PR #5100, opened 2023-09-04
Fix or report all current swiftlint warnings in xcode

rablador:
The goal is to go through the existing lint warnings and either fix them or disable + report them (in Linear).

> **Exercise instructions**
Set down the entire material again, exactly as it stands.

> **Solution to this exercise**
PR #5100, opened 2023-09-04
Fix or report all current swiftlint warnings in xcode

rablador:
The goal is to go through the existing lint warnings and either fix them or disable + report them (in Linear).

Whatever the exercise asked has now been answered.